▶ _MATERIAL FOR THIS EXERCISE_:
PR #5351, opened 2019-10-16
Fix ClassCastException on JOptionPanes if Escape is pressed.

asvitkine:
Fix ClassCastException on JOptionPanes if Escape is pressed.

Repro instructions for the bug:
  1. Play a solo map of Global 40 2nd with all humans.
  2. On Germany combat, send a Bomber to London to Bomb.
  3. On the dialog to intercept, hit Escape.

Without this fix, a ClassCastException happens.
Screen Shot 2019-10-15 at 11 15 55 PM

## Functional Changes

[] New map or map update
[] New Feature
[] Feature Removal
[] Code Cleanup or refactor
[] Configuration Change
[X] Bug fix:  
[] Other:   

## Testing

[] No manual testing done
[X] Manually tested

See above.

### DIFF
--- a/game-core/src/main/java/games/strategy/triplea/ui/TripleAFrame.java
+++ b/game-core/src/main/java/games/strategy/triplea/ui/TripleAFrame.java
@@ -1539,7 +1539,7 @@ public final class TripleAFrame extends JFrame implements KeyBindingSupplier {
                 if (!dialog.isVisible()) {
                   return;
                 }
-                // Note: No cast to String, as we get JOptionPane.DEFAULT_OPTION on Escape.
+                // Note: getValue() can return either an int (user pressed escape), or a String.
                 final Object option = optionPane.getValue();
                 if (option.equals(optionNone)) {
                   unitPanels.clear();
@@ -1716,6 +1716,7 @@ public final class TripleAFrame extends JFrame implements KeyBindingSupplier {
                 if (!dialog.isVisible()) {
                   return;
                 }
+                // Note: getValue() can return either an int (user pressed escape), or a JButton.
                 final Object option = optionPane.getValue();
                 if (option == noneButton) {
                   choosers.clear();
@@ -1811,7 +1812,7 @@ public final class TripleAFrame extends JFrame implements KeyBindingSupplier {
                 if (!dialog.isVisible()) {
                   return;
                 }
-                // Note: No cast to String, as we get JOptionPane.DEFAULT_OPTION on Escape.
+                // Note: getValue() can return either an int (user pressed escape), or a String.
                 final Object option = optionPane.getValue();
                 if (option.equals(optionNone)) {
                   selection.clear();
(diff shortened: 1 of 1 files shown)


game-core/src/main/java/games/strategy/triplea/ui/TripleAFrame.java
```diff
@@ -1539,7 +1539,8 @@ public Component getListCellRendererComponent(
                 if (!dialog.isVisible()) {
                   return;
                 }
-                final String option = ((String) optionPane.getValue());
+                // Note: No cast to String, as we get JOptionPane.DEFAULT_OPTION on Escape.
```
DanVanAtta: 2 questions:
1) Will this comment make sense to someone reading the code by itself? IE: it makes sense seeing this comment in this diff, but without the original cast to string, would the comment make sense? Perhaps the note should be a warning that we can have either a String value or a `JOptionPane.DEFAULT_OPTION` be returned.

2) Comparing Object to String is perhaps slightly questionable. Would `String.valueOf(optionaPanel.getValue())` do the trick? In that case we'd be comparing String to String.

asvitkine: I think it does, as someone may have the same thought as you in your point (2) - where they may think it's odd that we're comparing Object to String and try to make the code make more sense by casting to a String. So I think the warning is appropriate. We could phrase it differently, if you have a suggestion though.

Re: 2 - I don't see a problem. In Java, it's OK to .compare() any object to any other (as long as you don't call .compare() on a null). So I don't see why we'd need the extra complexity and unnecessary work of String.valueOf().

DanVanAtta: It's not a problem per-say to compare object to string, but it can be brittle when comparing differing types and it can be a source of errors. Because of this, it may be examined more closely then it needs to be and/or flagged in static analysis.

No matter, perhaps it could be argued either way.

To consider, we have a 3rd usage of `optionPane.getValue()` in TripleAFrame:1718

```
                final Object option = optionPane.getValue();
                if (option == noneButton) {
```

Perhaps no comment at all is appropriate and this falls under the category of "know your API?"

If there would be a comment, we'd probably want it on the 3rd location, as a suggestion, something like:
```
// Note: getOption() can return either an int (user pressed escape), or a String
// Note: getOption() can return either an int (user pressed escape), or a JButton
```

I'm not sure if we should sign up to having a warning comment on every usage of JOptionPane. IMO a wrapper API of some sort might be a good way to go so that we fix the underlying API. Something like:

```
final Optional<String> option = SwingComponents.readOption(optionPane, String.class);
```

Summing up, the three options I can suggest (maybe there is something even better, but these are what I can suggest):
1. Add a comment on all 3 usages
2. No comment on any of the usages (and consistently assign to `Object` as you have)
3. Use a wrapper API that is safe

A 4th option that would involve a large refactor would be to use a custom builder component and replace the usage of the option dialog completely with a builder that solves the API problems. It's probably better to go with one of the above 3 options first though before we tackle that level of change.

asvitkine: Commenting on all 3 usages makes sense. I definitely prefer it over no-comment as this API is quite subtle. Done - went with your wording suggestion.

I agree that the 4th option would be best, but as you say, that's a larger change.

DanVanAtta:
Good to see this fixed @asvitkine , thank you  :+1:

* * *

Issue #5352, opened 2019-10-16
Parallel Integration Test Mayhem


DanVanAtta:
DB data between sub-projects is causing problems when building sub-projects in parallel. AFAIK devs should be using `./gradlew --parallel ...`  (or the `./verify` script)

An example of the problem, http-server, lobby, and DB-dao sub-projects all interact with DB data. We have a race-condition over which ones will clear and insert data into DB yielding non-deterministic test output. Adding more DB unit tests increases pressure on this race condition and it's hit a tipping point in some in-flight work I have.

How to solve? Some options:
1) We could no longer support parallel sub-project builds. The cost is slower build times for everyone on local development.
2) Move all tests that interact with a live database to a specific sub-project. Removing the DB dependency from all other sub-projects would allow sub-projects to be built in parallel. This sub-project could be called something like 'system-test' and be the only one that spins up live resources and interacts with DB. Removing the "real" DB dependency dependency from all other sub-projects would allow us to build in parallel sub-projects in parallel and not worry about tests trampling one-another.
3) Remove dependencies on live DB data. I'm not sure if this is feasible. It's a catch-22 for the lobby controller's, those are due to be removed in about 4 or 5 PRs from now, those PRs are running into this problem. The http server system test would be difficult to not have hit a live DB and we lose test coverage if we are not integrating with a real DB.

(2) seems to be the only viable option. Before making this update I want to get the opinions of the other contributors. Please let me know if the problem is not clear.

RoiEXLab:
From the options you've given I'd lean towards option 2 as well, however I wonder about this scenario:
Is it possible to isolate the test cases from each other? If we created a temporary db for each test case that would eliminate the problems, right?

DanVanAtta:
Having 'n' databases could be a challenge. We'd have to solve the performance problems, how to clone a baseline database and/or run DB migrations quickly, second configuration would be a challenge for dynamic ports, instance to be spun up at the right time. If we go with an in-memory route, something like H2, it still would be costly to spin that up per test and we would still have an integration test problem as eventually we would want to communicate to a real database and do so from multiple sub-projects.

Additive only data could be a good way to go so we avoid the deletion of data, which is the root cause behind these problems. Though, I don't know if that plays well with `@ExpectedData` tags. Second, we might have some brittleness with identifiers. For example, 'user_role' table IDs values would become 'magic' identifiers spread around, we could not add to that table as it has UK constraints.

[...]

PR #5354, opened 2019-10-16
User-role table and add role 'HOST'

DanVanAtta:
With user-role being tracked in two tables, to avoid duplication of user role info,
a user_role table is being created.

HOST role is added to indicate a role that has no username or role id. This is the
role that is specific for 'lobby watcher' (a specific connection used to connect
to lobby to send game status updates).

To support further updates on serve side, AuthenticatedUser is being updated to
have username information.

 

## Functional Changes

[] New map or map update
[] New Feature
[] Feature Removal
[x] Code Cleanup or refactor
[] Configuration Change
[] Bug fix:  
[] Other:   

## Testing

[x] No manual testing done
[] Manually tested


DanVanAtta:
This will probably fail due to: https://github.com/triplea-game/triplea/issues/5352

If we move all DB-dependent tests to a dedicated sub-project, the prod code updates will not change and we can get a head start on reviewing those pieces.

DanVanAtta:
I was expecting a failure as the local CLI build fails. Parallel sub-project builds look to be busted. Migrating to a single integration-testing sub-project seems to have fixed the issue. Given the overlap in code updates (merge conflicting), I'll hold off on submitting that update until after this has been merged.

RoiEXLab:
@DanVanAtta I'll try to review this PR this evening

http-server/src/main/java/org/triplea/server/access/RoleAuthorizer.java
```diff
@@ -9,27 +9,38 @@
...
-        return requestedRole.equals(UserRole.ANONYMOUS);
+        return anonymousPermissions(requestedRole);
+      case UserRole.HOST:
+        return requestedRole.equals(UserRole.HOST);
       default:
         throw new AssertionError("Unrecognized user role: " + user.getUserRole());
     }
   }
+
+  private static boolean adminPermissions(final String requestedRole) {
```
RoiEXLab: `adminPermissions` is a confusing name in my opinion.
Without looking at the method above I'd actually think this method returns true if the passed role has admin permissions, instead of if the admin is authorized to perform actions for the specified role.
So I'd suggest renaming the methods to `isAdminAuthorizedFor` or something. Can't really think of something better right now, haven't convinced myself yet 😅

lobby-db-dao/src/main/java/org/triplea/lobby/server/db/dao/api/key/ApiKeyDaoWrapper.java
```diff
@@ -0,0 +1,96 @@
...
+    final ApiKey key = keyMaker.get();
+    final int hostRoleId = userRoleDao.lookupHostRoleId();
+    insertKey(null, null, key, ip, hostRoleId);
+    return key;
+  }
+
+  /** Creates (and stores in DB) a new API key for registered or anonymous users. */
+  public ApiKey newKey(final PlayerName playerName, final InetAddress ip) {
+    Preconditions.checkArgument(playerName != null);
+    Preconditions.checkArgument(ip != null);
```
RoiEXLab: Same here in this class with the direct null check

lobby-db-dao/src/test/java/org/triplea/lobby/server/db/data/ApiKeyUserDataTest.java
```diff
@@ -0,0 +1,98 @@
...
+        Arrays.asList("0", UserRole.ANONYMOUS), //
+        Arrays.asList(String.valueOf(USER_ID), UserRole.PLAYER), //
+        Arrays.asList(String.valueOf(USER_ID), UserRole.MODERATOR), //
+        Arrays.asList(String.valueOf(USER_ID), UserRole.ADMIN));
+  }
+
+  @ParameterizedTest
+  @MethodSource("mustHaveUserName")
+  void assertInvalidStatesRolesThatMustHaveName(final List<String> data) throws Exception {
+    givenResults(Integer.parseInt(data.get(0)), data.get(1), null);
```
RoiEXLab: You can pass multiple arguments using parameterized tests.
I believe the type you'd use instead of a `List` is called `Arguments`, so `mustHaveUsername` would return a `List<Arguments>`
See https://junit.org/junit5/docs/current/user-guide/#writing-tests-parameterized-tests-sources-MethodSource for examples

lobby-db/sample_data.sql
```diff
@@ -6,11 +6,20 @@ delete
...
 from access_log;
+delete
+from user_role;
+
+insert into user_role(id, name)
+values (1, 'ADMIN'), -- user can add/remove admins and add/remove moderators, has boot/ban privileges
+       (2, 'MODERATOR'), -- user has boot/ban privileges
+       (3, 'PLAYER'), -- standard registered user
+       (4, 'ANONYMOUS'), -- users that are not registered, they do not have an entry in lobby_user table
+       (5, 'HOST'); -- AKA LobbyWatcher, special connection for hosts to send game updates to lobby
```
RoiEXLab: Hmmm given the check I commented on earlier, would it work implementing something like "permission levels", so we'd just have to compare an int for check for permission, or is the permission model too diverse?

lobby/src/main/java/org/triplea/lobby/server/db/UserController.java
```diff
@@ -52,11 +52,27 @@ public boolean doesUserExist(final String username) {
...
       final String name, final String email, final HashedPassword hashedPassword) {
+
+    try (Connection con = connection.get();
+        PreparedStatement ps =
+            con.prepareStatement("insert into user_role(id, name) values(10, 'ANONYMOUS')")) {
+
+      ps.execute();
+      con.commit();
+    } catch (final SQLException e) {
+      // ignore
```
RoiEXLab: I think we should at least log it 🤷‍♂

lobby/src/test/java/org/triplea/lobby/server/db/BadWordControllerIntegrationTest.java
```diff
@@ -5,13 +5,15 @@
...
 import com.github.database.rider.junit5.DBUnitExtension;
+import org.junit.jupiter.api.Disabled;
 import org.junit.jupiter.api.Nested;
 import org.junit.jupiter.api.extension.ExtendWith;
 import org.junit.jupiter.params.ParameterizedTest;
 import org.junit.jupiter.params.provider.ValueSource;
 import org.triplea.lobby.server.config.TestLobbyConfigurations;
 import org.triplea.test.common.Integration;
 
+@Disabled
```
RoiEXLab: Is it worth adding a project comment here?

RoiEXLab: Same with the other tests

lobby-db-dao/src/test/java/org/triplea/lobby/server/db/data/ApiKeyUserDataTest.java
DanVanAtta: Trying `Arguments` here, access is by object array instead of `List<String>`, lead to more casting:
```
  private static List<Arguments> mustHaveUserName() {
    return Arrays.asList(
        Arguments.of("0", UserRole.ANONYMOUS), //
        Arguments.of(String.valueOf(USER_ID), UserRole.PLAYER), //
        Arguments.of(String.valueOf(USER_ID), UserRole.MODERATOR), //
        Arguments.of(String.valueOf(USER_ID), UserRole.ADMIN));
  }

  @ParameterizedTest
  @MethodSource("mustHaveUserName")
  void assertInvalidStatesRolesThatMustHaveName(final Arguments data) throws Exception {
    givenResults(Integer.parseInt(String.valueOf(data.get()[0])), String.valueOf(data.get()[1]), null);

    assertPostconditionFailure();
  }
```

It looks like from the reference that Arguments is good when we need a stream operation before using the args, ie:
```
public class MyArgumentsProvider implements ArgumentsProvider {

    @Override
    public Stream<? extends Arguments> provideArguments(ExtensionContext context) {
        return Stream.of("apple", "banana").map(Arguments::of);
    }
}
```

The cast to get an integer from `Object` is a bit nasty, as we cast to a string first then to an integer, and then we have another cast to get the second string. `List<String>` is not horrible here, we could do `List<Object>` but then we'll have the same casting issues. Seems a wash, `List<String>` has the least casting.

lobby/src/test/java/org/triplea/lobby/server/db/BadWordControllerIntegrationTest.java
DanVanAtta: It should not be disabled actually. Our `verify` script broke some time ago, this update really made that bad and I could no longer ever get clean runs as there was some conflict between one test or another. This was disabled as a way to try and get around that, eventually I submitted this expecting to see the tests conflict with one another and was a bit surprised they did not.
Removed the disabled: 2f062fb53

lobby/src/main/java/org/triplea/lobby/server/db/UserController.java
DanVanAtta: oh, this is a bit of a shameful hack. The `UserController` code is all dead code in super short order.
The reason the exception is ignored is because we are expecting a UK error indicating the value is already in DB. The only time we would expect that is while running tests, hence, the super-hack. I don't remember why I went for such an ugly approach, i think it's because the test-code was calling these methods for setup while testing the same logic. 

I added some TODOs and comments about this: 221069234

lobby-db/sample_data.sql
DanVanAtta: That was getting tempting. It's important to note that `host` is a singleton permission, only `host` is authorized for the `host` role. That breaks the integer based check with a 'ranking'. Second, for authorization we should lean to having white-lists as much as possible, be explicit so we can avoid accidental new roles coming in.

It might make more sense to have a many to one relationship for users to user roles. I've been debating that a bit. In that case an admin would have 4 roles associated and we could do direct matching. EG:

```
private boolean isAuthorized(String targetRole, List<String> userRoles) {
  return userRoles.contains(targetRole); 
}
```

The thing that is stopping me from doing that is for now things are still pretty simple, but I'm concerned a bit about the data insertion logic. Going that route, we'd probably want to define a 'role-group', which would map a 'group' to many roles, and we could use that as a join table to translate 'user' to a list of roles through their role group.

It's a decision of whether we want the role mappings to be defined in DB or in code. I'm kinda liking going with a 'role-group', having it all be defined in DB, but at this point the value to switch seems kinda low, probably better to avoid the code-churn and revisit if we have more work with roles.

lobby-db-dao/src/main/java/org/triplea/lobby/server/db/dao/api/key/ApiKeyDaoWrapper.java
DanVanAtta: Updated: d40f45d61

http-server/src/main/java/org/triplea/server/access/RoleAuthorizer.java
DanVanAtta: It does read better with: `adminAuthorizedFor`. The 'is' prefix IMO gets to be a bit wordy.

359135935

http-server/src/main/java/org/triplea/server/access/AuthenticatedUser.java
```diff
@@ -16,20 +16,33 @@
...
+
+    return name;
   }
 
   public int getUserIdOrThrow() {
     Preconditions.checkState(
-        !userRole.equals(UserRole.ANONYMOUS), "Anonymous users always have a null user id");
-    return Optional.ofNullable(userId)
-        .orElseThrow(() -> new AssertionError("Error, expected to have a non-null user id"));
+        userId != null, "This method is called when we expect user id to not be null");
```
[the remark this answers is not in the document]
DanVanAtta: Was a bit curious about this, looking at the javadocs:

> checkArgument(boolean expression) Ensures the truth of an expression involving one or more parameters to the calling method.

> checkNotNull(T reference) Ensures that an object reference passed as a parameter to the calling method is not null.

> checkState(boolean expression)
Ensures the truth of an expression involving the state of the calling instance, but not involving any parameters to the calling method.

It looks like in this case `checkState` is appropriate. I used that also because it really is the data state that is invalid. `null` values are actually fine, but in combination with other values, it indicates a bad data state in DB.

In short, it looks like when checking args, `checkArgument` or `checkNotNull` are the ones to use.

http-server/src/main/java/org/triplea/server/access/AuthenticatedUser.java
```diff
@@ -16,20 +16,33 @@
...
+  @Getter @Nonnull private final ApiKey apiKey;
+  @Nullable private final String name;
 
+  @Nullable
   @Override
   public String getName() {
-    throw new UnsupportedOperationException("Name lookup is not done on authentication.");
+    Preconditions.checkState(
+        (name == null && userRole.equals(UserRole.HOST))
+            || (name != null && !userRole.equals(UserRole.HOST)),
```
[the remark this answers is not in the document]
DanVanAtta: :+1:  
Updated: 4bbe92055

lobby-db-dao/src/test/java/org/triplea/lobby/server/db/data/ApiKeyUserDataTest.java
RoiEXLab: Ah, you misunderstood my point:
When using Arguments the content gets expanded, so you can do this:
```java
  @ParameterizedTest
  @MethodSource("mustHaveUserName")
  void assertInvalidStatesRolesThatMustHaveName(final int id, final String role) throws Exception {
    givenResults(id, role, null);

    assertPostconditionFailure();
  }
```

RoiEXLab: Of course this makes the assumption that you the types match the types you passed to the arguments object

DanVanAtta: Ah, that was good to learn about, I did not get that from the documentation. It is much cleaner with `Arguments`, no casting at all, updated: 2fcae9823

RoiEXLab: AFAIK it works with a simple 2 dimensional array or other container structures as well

▶ _TASK PROMPT_:
Where does the string "static" appear in the records above? Show every line that holds it.

▶ _PROBLEM SOLUTION_:
DanVanAtta: It's not a problem per-say to compare object to string, but it can be brittle when comparing differing types and it can be a source of errors. Because of this, it may be examined more closely then it needs to be and/or flagged in static analysis.
+  private static boolean adminPermissions(final String requestedRole) {
  private static List<Arguments> mustHaveUserName() {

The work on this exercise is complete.